As humans, we tend to believe our identity is fixed - predetermined before we ever had a say. You might shy away from your dream of running marathons, or resign yourself to always being a midnight snacker because that’s “just who you are.”

But what if your identity wasn’t a foregone conclusion? What if you could become a different person through a series of small acts over an extended period of time?

No single habit, good or bad, is the culprit of any kind of behavior.

Tiny habits accumulate over time to create patterns of behavior. While it can feel like that behavior is in your DNA, that's simply not the case.

You can change who you are through what you do

Once you decide who you want to be, you can become that person through a series of small wins. 

Change happens when that habit becomes part of your identity.

You’re not just trying to run a marathon, you’re a marathon runner!

Why It Matters

Your habits are the building blocks of your identity. More specifically, your habits are how you embody your identity. If you draw each day, you embody the identity of an artist.

Identity-based habits by James Clear
Identity-based habits by James Clear. Source: jamesclear.com
How You Can Use It

The first step to change habits and behaviors is zeroing in on what you want to change or accomplish. These changes don’t have to be seismic, either. 

Let’s say you want to clean your apartment more often, but you’ve never seen yourself as a habitual cleaner. That’s okay! 
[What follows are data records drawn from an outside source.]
Issue #93, opened 2016-03-08
phpenmod/phpdismod on Ubuntu


thom8:
Currently this role creates static `.ini`'s for php modules for apache, fpm & cli, so modules can't be easily enabled and disabled with this helper script.

Would need to create the static common `.ini` files @ `/etc/php5/mods-available` and then symlink them to the `/conf.d` folders, `phpenmod` could be used to do the symlinking, depending on OS support.

example >>

```
php5dismod xdebug
WARNING: Module xdebug ini file doesn't exist under /etc/php5/mods-available
WARNING: Module xdebug ini file doesn't exist under /etc/php5/mods-available
WARNING: Module xdebug ini file doesn't exist under /etc/php5/mods-available
``` 

relates to https://github.com/geerlingguy/ansible-role-php-xdebug/issues/22

geerlingguy:
Here's the thing... I detest a2enmod, php5dismod, et all—the whole idea of using strange platform/OS-specific shell script wrapper tools (which are version specific as well, meaning increased maintenance burden) irks me, because I'd rather manage all configuration via idempotent tools like Ansible.

On RedHat, Debian, etc. to disable an extension, you can just remove the config file, or comment out the `extension=` line, then restart the service.

I don't want to modify (and make even _more_ complex) the role config path layout just to make it better for some use cases on Debian/Ubuntu...

Sorry for the rant, but I just want to be clear that I am happy to do something to make enabling/disabling xdebug easier, but not at the expense of making things more complex, and definitely not in a way that's Debian/Ubuntu-specific.

thom8:
Makes complete sense but at the same time not following the standards in place for the platform/OS could potentially lead to other issues + this actually might make it less complex for supporting multiple versions by having a single module `ini` file symlinked to the multiple locations.

thom8:
Further to this and I'm not sure how it works on the RHEL, CentOS side of things but a common way to manage customisations to the `php.ini` file is with a custom ini in the `conf.d` dir.

This is often called `z_custom.ini` or similar so it's loaded last and can override defaults set in both the module and `php.ini`. Then you never need to modify the default files and wouldn't need to provide a full `php.ini` as a template.

There maybe be some good reasons not to do this but it could also help with managing multiple versions.

Happy to put some PR's together if it helps explain but wanted to discuss first.

thom8:
[...]

PR #96, opened 2016-03-20
Enable php modules with php5enmod on Debian.

thom8:
As mentioned in #93 this PR follows best practices when enabling PHP modules on Debian.

Changes to module config can be centrally managed from the `mods-available` directory rather than duplicating the `ini` files to each sapi conf directory.

```
Using these maintainer scripts will help get rid of the condition
when the package is removed, but not purged, hence triggering error
messages from php from the fact that it cannot load deleted dynamic
extension.
```

### DIFF
--- a/vars/Debian.yml
+++ b/vars/Debian.yml
@@ -20,12 +20,10 @@ __php_conf_paths:
   - /etc/php5/cli
 
 __php_extension_conf_paths:
-  - /etc/php5/fpm/conf.d
-  - /etc/php5/apache2/conf.d
-  - /etc/php5/cli/conf.d
+  - /etc/php5/mods-available
 
-__php_apc_conf_filename: 20-apcu.ini
-__php_opcache_conf_filename: 05-opcache.ini
+__php_apc_conf_filename: apcu.ini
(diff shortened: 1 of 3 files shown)


vars/Debian.yml
```diff
@@ -20,12 +20,10 @@ __php_conf_paths:
   - /etc/php5/cli
 
 __php_extension_conf_paths:
-  - /etc/php5/fpm/conf.d
-  - /etc/php5/apache2/conf.d
-  - /etc/php5/cli/conf.d
+  - /etc/php5/mods-available
```
thom8: Whilst this PR implements `php5enmod` which is Debian/Ubuntu specific, you don't need to manage all possible Debian/Ubuntu specific `php_extension_conf_paths`. 

All installed PHP sapi's will be automatically linked, with the correct priority when the module is enabled via `php5enmod`.

thom8:
Closing as this method is not supported by Ubuntu 12.04.

geerlingguy:
See also: https://github.com/geerlingguy/ansible-role-php/issues/93#issuecomment-199501176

  • Write down what you want to change.
  • Keep the goal small and specific. 

Rather than, “I want to be better at cleaning,” write down, “I want to wash the dishes at the end of each meal.” 

You’ll find that small, incremental actions can—and will—lead to new habits. 

💡 Decide who you want to be. Prove you can do it with small wins.

Reflect and Learn More
  1. Reflect on what you just learned about how habits form identity.
  2. Consider how your colleagues' habits contribute to team identity.
  3. Lastly, make a list of 1-3 habits you'd like to see change. What new identity would you like the team to embody?

For example: I want my team to work smarter, not harder. I want us to be known as a reliable, efficient team that doesn’t waste anyone’s time.